Some closing notes on device encryption: First and foremost, remember that when the device is unlocked, the data can be accessed. It’s therefore important to set a timeout for when the device will lock itself if not in use. This is usually on automatically, but if you turned that feature off on your laptop or phone, you should turn it back on. Secondly, a strong password/passcode/etc. is really necessary to defend the device. If a thief can guess the passcode easily, then they can unlock the device and get access to the data easily as well. Don’t use a simple 4-digit pin to protect the thing that holds all the most sensitive data about you.

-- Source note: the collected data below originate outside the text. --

PR #66, opened 2020-10-07
Add utils.tsx

### LINKED ISSUE #65: Refactor some duplicate code introduced with #26 and #58
1. SlideUpTransition
2. Hash type
3. Conversion function from array to Hash

kevinlul:
Refactor SlideUpTransition from AnalysisInfoDialog and CancelAnalysisDialog for reuse
Refactor countArray and toKeyValue from ParticipantTable and DatasetTable for reuse

Closes #65

### DIFF
--- a/react/src/pages/utils.tsx
+++ b/react/src/pages/utils.tsx
@@ -1,0 +1,29 @@
+import React, { forwardRef, ReactElement, Ref } from "react";
+import { Slide } from "@material-ui/core";
+import { TransitionProps } from "@material-ui/core/transitions";
+
+export const SlideUpTransition = forwardRef((
+    props: TransitionProps & { children?: ReactElement },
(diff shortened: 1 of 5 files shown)


react/src/pages/utils.tsx
```diff
@@ -0,0 +1,29 @@
+import React, { forwardRef, ReactElement, Ref } from "react";
+import { Slide } from "@material-ui/core";
+import { TransitionProps } from "@material-ui/core/transitions";
+
+export const SlideUpTransition = forwardRef((
```
annnag, line 5: Not sure if this transition is necessary, because all the other pages use the default transition.

kevinlul: Yeah, it's only used in the two modals on the analysis page, probably because of when they were written/copy-pasted.

PR #67, opened 2020-10-08
Fix hardcoded database name in migration

kevinlul:
Accidentally introduced in #64 resulting in an OperationalError indicating missing permissions for the table


helrick:
lgtm! good, catch 👌

helrick (approved):

PR #69, opened 2020-10-09
React: add participant detail modal on clicking dashboard rows

### LINKED ISSUE #42: Dashboard modal: view details wireframe
Can be triggered by clicking a row or an action button involving the row

Show in modal:
- all columns (created, updated)
- owned samples
- owned datasets
- analyses involved
- other family members

Requires #40

annnag:
Added participant detail panel. (Only participant AA0001 has some data)
Closes #42


react/src/pages/dashboard/DatasetAccordion.tsx
```diff
@@ -0,0 +1,67 @@
...
+                        {getInfo("Created By", dataset.createdBy.toString())}
+                        {getInfo("Update Time", dataset.updated)}
+                        {getInfo("Updated By", dataset.updatedBy.toString())}
+                        {getInfo("Discriminator", dataset.discriminator)}
+                    </Grid>
+                </Grid>
+            </AccordionDetails>
+        </Accordion>
+    )
+}
```
kevinlul, line 50: These already almost qualify as React functional components so it would be nice to name them like a component instead of `getX`, but it means that all parameters will have to be destructured from a single props arguments. Then you would be able to use JSX syntax.

react/src/pages/dashboard/DatasetTypes.tsx
```diff
@@ -1,14 +1,26 @@
...
 interface DatasetTypesProps {
     datasetTypes: {[key: string]: number},
 }
 
 export default function DatasetTypes({ datasetTypes }: DatasetTypesProps) {
+    const classes = useStyles();
+
+    const getChip = (type: string, number: number) => {
+        return <Chip className={classes.chip} label={type} avatar={<Avatar>{number}</Avatar>} />
+    }
```
kevinlul, line 19: Same thing here, although this is only used in one place so it might not warrant the separation at all.

kevinlul (approved):

PR #85, opened 2020-10-14
Flask: add GET /api/datasets/:id

### LINKED ISSUE #76: GET /api/datasets/:id
Retrieve just the dataset with the specified primary key, but also include an array of analyses it is involved in and data for the owning tissue sample.

Madelinehazel:
closes #76

### DIFF
--- a/flask/app/routes.py
+++ b/flask/app/routes.py
@@ -319,16 +319,10 @@ def pipelines_list():
     return jsonify(db_pipelines)
 
 
-@app.route('/api/datasets', defaults={'id': None}, methods=['GET'], endpoint='datasets_list')
-@app.route('/api/datasets/<int:id>', methods=['GET'], endpoint='datasets_list')
+@app.route('/api/datasets', methods=['GET'], endpoint='datasets_list')
 @login_required
-def datasets_list(id:int):
-    if id:
-        db_datasets = db.session.query(models.Dataset).filter_by(dataset_id=id)
-    else:
-        db_datasets = db.session.query(models.Dataset)
-        
-    db_datasets = db_datasets.options(
+def datasets_list():
+    db_datasets = db.session.query(models.Dataset).options(
             joinedload(models.Dataset.tissue_sample).
             joinedload(models.TissueSample.participant).
             joinedload(models.Participant.family)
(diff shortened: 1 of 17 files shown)


kevinlul (changes requested):
For GET `/api/datasets/:id`, it shouldn't just return the same thing as the main one. Since we're fetching an individual object, it should just return that object rather than a single-element array. There were also some additional requirements in the issue that make this endpoint slightly different -- joining with analyses and all metadata for the tissue sample.

kevinlul:
Can I take over this branch to incorporate changes from #91 ?

Madelinehazel:
> Can I take over this branch to incorporate changes from #91 ?

Go for it

flask/app/routes.py
```diff
@@ -356,6 +370,34 @@ def datasets_list():
...
+@app.route('/api/datasets/<int:id>', methods=['GET'])
+@login_required
+def get_dataset(id: int):
+    dataset = db.session.query(models.Dataset).filter_by(dataset_id=id).options(
+        joinedload(models.Dataset.analyses),
+        joinedload(models.Dataset.tissue_sample).
+        joinedload(models.TissueSample.participant).
+        joinedload(models.Participant.family)
+     ).one()
+    if not dataset:
```
delvinso, line 382: What are the conditions for this? Requesting an ID not found in the table doesn't trigger this as it throws an error on the query (`sqlalchemy.orm.exc.NoResultFound: No row was found for one()`)

kevinlul: I was using the wrong method -- should be fixed now.

flask/app/routes.py
```diff
@@ -356,6 +370,34 @@ def datasets_list():
...
+@login_required
+def get_dataset(id: int):
+    dataset = models.Dataset.query.filter_by(dataset_id=id).options(
+        joinedload(models.Dataset.analyses),
+        joinedload(models.Dataset.tissue_sample).
+        joinedload(models.TissueSample.participant).
+        joinedload(models.Participant.family)
+     ).one_or_none()
+    if not dataset:
+        return 'Not Found', 404
```
delvinso, line 383: Could this return the ID that wasn't found or would it be exposing too much information?

kevinlul: The ID is in the URL parameter `/api/datasets/123413`

delvinso: That's true, was thinking it would be more for confirmation that the ID requested was the one actually queried

delvinso (approved):

PR #91, opened 2020-10-19
Flask: fix PATCH /api/analyses/:id to accept string usernames

kevinlul:
The general serialization problem will be a separate issue


frewmack (approved):
Looks good to me!

delvinso (approved):
looks good - a clean solution!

As with any other password stuff, I recommend the use of a passphrase to make it easy for you to remember, but hard for anyone else to guess. “This is my device password!” is an example of passphrase, just don’t use that one specifically – go make up your own. If your device supports biometric ID (like a fingerprint scanner), then that’s a great way to limit how many times you need to manually type in a complex password and can make your life easier.
Device encryption (and/or drive encryption) makes it so that if your device is lost or stolen, the data on that device is unusable to whoever finds/steals it. Setting up encryption on most devices is really easy, and the majority of devices won’t even suffer a performance hit to use it. In many cases, you’re already using it and don’t even realize it’s on, though it never hurts to check and be sure about that. So, should you use encryption on your personal devices? Yes, you absolutely should.